If delinquent parents start paying to save their licenses but then stop again, the Division of Child Support Enforcement doesn't have to restart the notice procedure, but can immediately ask the DMV to suspend the licenses, Vanderspiegel said.

Driving on a suspended license in Virginia is punishable by up to six months in jail and a $1,000 fine for the first offense, and a year in jail and a $2,500 fine for each subsequent conviction, plus further license suspension and impoundment of the driver's car.

Geraldine A. Jensen, founder and head of the Association for Children for the Enforcement of Support, applauded any new deterrents to nonpayment of child support that helps get needed money to children.

``It's a good tool to have,'' Jensen said.

``The best way to collect support is through income withholding . . . . The driver's-license revocation is just another way to get to them, to say, `This is serious - you aren't going to have the privilege to drive if you don't support your children.' ''

Others don't think the new sanction goes far enough.

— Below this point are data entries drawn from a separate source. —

PR #400, opened 2023-11-01
feat(javascript-sdk): include raw response to OAuth token return

cerebrl:
## DO NOT MERGE

# JIRA Ticket

[SDKS-2790](https://bugster.forgerock.org/jira/browse/SDKS-2790)

# Description

Adjust `OAuth2Client` class to attach the raw response from the server as an additional property that propagates through to the application layer and also is stored along with the traditional tokens.

## Details

- add raw response to returned value in OAuth2Client
- this raw response is the original serialized JSON body
- this new property will be persisted with the tokens in WebStorage

# Type of Change

# How Has This Been Tested?

Manually tested with the e2e autoscript apps (screenshot included) as well as added a test assertion for our automated e2e test suite as well.

Screenshot of manual test with localStorage with `rawResponse` containing the original response body

CleanShot 2023-11-01 at 15 38 23

# Definition of Done

Check all that apply

- [x] Coded to standards.
- [ ] Code peer-reviewed.
- [ ] Unit tests are written.
- [x] e2e tests are written.
- [ ] Change log updated.
- [ ] Demo to PO and team.

## Documentation

- [ ] Acceptance criteria met
- [ ] Spell-check run
- [ ] Peer reviewed
- [ ] Proofread

### DIFF
--- a/e2e/autoscript-apps/src/authn-oauth/autoscript.ts
+++ b/e2e/autoscript-apps/src/authn-oauth/autoscript.ts
@@ -88,6 +88,7 @@ function autoscript() {
         } else {
           throw new Error('Session_Error');
         }
+        console.log(tokens.rawResponse);
         return tokens;
       }),
       rxDelay(delay),
--- a/e2e/autoscript-suites/src/suites/authn-oauth.lc.test.ts
+++ b/e2e/autoscript-suites/src/suites/authn-oauth.lc.test.ts
@@ -15,14 +15,28 @@ test.describe('Test OAuth login flow', () => {
   test(`should login successfully and then log out with`, async ({ page, browserName }) => {
     const { messageArray, networkArray } = await setupAndGo(page, browserName, 'authn-oauth/');
 
+    let rawResponse = '';
+
     // Test assertions
     // Test log messages
-    expect(messageArray.includes('OAuth login successful')).toBe(true);
-    expect(messageArray.includes('Logout successful')).toBe(true);
-    expect(messageArray.includes('Calling authorize endpoint')).toBe(true);
-    expect(messageArray.includes('Calling access token exchange endpoint')).toBe(true);
-    expect(messageArray.includes('Get user info from OAuth endpoint')).toBe(true);
-    expect(messageArray.includes('New OAuth tokens retrieved')).toBe(true);
+    expect(messageArray.includes('OAuth login successful'), 'oauth success').toBe(true);
+    expect(messageArray.includes('Logout successful'), 'logout success').toBe(true);
+    expect(messageArray.includes('Calling authorize endpoint'), 'call /authorize').toBe(true);
+    expect(
+      messageArray.includes('Calling access token exchange endpoint'),
+      'call /access_token',
+    ).toBe(true);
+    expect(messageArray.includes('Get user info from OAuth endpoint'), 'call /userinfo').toBe(true);
+    expect(messageArray.includes('New OAuth tokens retrieved'), 'tokens received').toBe(true);
+
+    // Test rawResponse on token object
+    messageArray.forEach((message) => {
+      if (message.includes('access_token')) {
+        rawResponse = message;
+      }
+    });
+
+    expect(rawResponse.includes('access_token')).toBe(true);
 
     // Test network requests
     // Make sure revoke request is made twice, one for force renew and one for logout
--- a/e2e/autoscript-suites/src/suites/authz-txn-basic-json.test.ts
+++ b/e2e/autoscript-suites/src/suites/authz-txn-basic-json.test.ts
@@ -16,9 +16,21 @@ test.describe('Test Transaction Authorization flow using JSON response', () => {
     const { messageArray } = await setupAndGo(page, browserName, 'authz-txn-basic-json/');
 
     // Test assertions
-    expect(messageArray.includes('IG resource requires additional authorization')).toBe(true);
-    expect(messageArray.includes('Request to IG resource successfully responded')).toBe(true);
-    expect(messageArray.includes('Starting authentication with composite advice')).toBe(true);
-    expect(messageArray.includes('Continuing authentication with composite advice')).toBe(true);
+    expect(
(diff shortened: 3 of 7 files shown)


e2e/autoscript-apps/src/authn-oauth/autoscript.ts
```diff
@@ -88,6 +88,7 @@ function autoscript() {
         } else {
           throw new Error('Session_Error');
         }
+        console.log(tokens.rawResponse);
```
cerebrl, line 91: Adding a log of the raw response, so the test suite can pick it up and ensure the original response has the correct values.

e2e/autoscript-suites/src/suites/authn-oauth.lc.test.ts
```diff
@@ -15,14 +15,28 @@ test.describe('Test OAuth login flow', () => {
...
+    ).toBe(true);
+    expect(messageArray.includes('Get user info from OAuth endpoint'), 'call /userinfo').toBe(true);
+    expect(messageArray.includes('New OAuth tokens retrieved'), 'tokens received').toBe(true);
+
+    // Test rawResponse on token object
+    messageArray.forEach((message) => {
+      if (message.includes('access_token')) {
+        rawResponse = message;
+      }
+    });
```
cerebrl, line 37: This is the new code that tests the existence of the raw response, which uses snake_case. Because this is a live capable test, I just want to test the existence of keys, not values.

e2e/autoscript-suites/src/suites/authn-oauth.lc.test.ts
```diff
@@ -15,14 +15,28 @@ test.describe('Test OAuth login flow', () => {
...
-    expect(messageArray.includes('New OAuth tokens retrieved')).toBe(true);
+    expect(messageArray.includes('OAuth login successful'), 'oauth success').toBe(true);
+    expect(messageArray.includes('Logout successful'), 'logout success').toBe(true);
+    expect(messageArray.includes('Calling authorize endpoint'), 'call /authorize').toBe(true);
+    expect(
+      messageArray.includes('Calling access token exchange endpoint'),
+      'call /access_token',
+    ).toBe(true);
+    expect(messageArray.includes('Get user info from OAuth endpoint'), 'call /userinfo').toBe(true);
+    expect(messageArray.includes('New OAuth tokens retrieved'), 'tokens received').toBe(true);
```
cerebrl, line 30: I'm adding secondary messages here, so if the test fails, it will print the message to help inform which expectation failed. Without this, the test just says, "expected true and got false" or something like that.

e2e/autoscript-suites/src/suites/authz-txn-basic-json.test.ts
```diff
@@ -16,9 +16,21 @@ test.describe('Test Transaction Authorization flow using JSON response', () => {
...
+      'successful response',
+    ).toBe(true);
+    expect(
+      messageArray.includes('Starting authentication with composite advice'),
+      'start auth with advice',
+    ).toBe(true);
+    expect(
+      messageArray.includes('Continuing authentication with composite advice'),
+      'continue with advice',
+    ).toBe(true);
```
cerebrl, line 34: This randomly failed, and I was motivated to add the secondary messages here to, but there's no actual code change here.

packages/javascript-sdk/src/oauth2-client/index.ts
```diff
@@ -160,6 +160,7 @@ abstract class OAuth2Client {
     };
 
     const response = await this.request('accessToken', undefined, false, init, options);
+    const responseClone = response.clone();
```
cerebrl, line 163: Cloning the response here since we want to both grab the response text as well as create parsed JSON out of it.

e2e/autoscript-apps/src/authn-oauth/autoscript.ts
ryanbas21: Should probably use the Logger class?

packages/javascript-sdk/src/oauth2-client/index.ts
ryanbas21: Can you point me to what you mean? I don't understand why the `clone` is necessary?

packages/javascript-sdk/src/oauth2-client/index.ts
```diff
@@ -185,6 +186,7 @@ abstract class OAuth2Client {
       idToken: responseObject.id_token,
       refreshToken: responseObject.refresh_token,
       tokenExpiry: tokenExpiry,
+      rawResponse: await responseClone.text(),
```
ryanbas21, line 189: so the basic ask is to just include the entire response object in addition to how we structure it normally.

i'm curious if we should include this as an _opt in_ configuration? it may be overkill to add as a config but i also think we are adding a lot to what was previously a very thin api that could add noise for many who just don't need this info

ryanbas21 (changes requested):
thoughts for discussion

packages/javascript-sdk/src/oauth2-client/index.ts
cerebrl: Good question! This is something that took me a bit to wrap my head around (I had to do this a lot in the Token Vault plugin). The tl;dr of is any time you call a method off of `body`, you "attach" a "reader" to the underlying `ReadableStream` of the `body`. Only one reader can be attached to a stream at a time, so if you have two different places in the code that need to "attach" to the stream of the `body`, then you have to `clone` it.

The other location where we read the `body` is here: https://github.com/ForgeRock/forgerock-javascript-sdk/blob/develop/packages/javascript-sdk/src/oauth2-client/index.ts#L301.

Ref for the above: https://developer.mozilla.org/en-US/docs/Web/API/Streams_API/Using_readable_streams#attaching_a_reader

ryanbas21: wow havent used this before at all. interesting stuff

Lisa M. Petry, former local coordinator for the child support association, would rather see officials concentrate on developing uniform, more-aggressive collection laws across the country, aided by tougher courts and a society that will consider delinquent parents guilty of child neglect.

``There are a lot of people driving around with suspended licenses, anyway,'' Petry said. ``It's sad, but I really don't think it's going to help that much.